One was in front of me on the Yonge Street bike lane the other day. It didn’t take long for those old anti-e-bike emotions of mine to start spinning. 

Layton, who has noticed a significant rise in their numbers on his own rides along Bloor, says it’s time to revisit the rules around e-bikes and “how to keep the most vulnerable road users safe. A lot has changed since they first came onto the scene.” 

Indeed. The vast majority of bike lanes in the city are not wide enough to accommodate e-bikes. Longboarders, rollerbladers, cargo bikes and those on mobility devices also use bike lanes. Our infrastructure has not only not kept up with existing demands – it’s now being confronted with whole new technologies.

On e-bikes there’s also little in the way of enforcement, inviting a bit of a wild west out there when you consider that you don’t need a licence to ride an e-bike. The bar is low – as long as you’re at least 16 years of age and wearing a regulation bike helmet (no motorcycle helmet required) you’re good to go.
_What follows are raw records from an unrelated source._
PR #597, opened 2026-06-12
alloc: do not use deprecated std::allocator types

MrAnno:
std::allocator is deprecated in C++17, and has been removed from C++20.


MrAnno:
Cirrus CI has disappeared...

https://cirruslabs.org/

I'll look for alternatives to test on FreeBSD and try to fix the Windows job.

Issue #110, opened 2020-08-26
[nri-kube-events] nri-kube-events chart should support custom attributes


sjammy6:
nri-kube-events helm chart should support custom_sttributes just like the rest of the product family (nri-infrastructure). This feature is needed for us to monitor and set up alerts based on the custom_attributes

Reference  code for implementation:
https://github.com/newrelic/helm-charts/blob/master/charts/newrelic-infrastructure/values.yaml#L91
https://github.com/newrelic/helm-charts/blob/master/charts/newrelic-infrastructure/templates/configmap.yaml#L10
https://github.com/newrelic/helm-charts/blob/master/charts/newrelic-infrastructure/templates/daemonset.yaml#L142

The city has moved to ban the use of “non-pedelecs” in separated bike lanes. But as of right now, there’s no push in any direction for more change by city council as bigger and more powerful throttle-assist e-bikes are entering the fray. 

And they’re not configured at the factory to make sure they fall within the legal requirements of the markets they’re being sold in when it comes to speed and power. 
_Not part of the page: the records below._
PR #593, opened 2021-11-17
[newrelic-logging] Made fluent-bit.conf and parsers.conf ConfigMap configurable from values.yaml file

bpschmitt:
#### Is this a new chart

No

#### What this PR does / why we need it:

The changes in this PR provide users the ability to customize the fluent-bit.conf and parsers.conf files using the values.yaml file. Previously, this was statically set in the configmap.yaml file. This will provide much better flexibility for custom fluent-bit configurations.

#### Which issue this PR fixes

A cleanup and continuation of https://github.com/newrelic/helm-charts/pull/551 (previously closed by me).

#### Checklist
[Place an '[x]' (no spaces) in all applicable fields. Please remove unrelated fields.]
- [X] Chart Version bumped
- [X] Variables are documented in the README.md
- [X] Title of the PR starts with chart name (e.g. `[mychartname]`)

PR #604, opened 2021-11-24
[nri-bundle] Fix kube state metric log spamming in 1.22

### LINKED ISSUE #582: [nri-bundle] KSM creates noisy logs in Kubernetes 1.22
KSM `1.9.8` will attempt to fetch beta resources that no longer exist in `1.22`. which causes log messages like the following to be emmited frequently:

```
E1109 16:56:14.735035       1 reflector.go:156] pkg/mod/k8s.io/client-go@v0.0.0-20191109102209-3c0d1af94be5/tools/cache/reflector.go:108: Failed to list *v1beta1.CertificateSigningRequest: the server could not find the requested resource
```

This creates noise and should be avoided.

kang-makes:
#### Is this a new chart

No

Starting 1.22 lots of v1beta1 APIs where deprecated and we are still using KSM v1 which try to ask the API Server of an object that does not exists. We have in roadmap to support KSM v2 but right now the only way to solve this is to disable `certificatesigningrequest` collector creating an out-of-tree chart for KSM.

  - fixes #582

#### Checklist
- [x] Chart Version bumped


paologallinaharbur:
Oh 😢 , I hoped it was possible to use the standard one passing `Values.collectors.certificatesigningrequests =false`:
```
{{  if .Values.collectors.certificatesigningrequests  }}
        - --collectors=certificatesigningrequests
{{  end  }}

Including a whole new chart for KSM could be bit problematic
```

kang-makes:
Logging https://github.com/newrelic/helm-charts/pull/593 introduced an error that was not properly tested.

I have fixed it so we can merge this fix for KSM and I will help add a proper update to the logging chart so this is testing before merging it.

kang-makes:
@paologallinaharbur Even if you change the values, users values previously deployed by the user would be used and collector could still being used.

Because the chart is not maintained anymore, in case we have to do a future change it is already in the chart so I could be easily changed and updated.

Changing to V2 is on roadmap so this is a temporary patch until we can have enough time to tackle this problem correctly.

kang-makes:
To do one thing at a time, I have separated fixing logging chart to other PR: https://github.com/newrelic/helm-charts/pull/605

Then I will have to rebase and test it again.

paologallinaharbur:
> Even if you change the values, user's values previously deployed would be used and collector could still being used.

This is true in case they manually added "kube-state-metrics.collectors.certificatesigningrequests =false" value setting it to true, no? 🤔 
Otherwise, even if they use "--reuse-values", the new default value at nri-bundle level will overwrite the old one at ksm level

kang-makes:
You are right. And I realised that you were right and that is the reason I created this commit before your comment: https://github.com/newrelic/helm-charts/pull/604/commits/924e87ffb47d342957fd472891d01599b840f80e

This way only discrimates 1.22 which is in the end what we want to patch until we find time to support KSM v2.

This change forces us to include the chart.

roobre:
Regarding embedding a custom KSM chart, the discussion seems more fundamental:

Should we honor KSM defaults when we bundle it as a dependency, or should we consider it a pure dependency and make changes to it through the `nri-bundle` values file as we see fit?

Implications for this are wide and we should discuss and pick a stance. @kang-makes will organize a meeting to discuss this.

kang-makes:
Moving this to draft so the reminded bot does not bother us with this.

“Two industries have emerged,” says Kamphof, “which clearly define for themselves what is and isn’t an e-bike.”

In February, the British ColumbiaCourt of Appeal upheld a BC Supreme Court ruling that mopeds and scooters do not meet the province’s definition of an e-bike and therefore require a driver’s licence, registration and insurance.

Ontario, meanwhile, is moving in the other direction away from regulation.

Nick Lachance

What’s next? 

Darnel Harris, who is also on the technical committee currently advising the Ministry of Transportation, knows what it’s like “to end up getting deep down the hole of regulation” on e-bikes.  

The executive director of Our Greenway Conservancy has some big ideas about how e-bikes can change the city and connect high-density communities in the city’s northern reaches. His group has been training those communities on how to use e-bikes since the pandemic. Those include e-bikes that seat two people.

The group is also pitching plans for a 21-kilometre “Mobility Greenway” with an extra wide lane for bikes and other mobility users along a redesigned Finch LRT corridor. It includes community hubs along the way.

Harris says our notion of streets needs to be broadened to think about access for other groups, including those living in apartment buildings as well as seniors and people with accessibility and mobility issues. 

He says that as the popularity of e-bikes grows, the city will have to figure out how to accommodate them as a fundamental part of the transportation network. Harris says “the potential is huge.” 

But before that can be realized, Harris says our language around mobility needs to change, too. 

“Bikes are used for recreation is the orthodoxy,” Harris says. “But bike lanes are not just an amenity and niche for a small group of people. They can actually shift vehicle use.”

If e-bikes can get us to that place faster, then maybe they’re not so bad after all.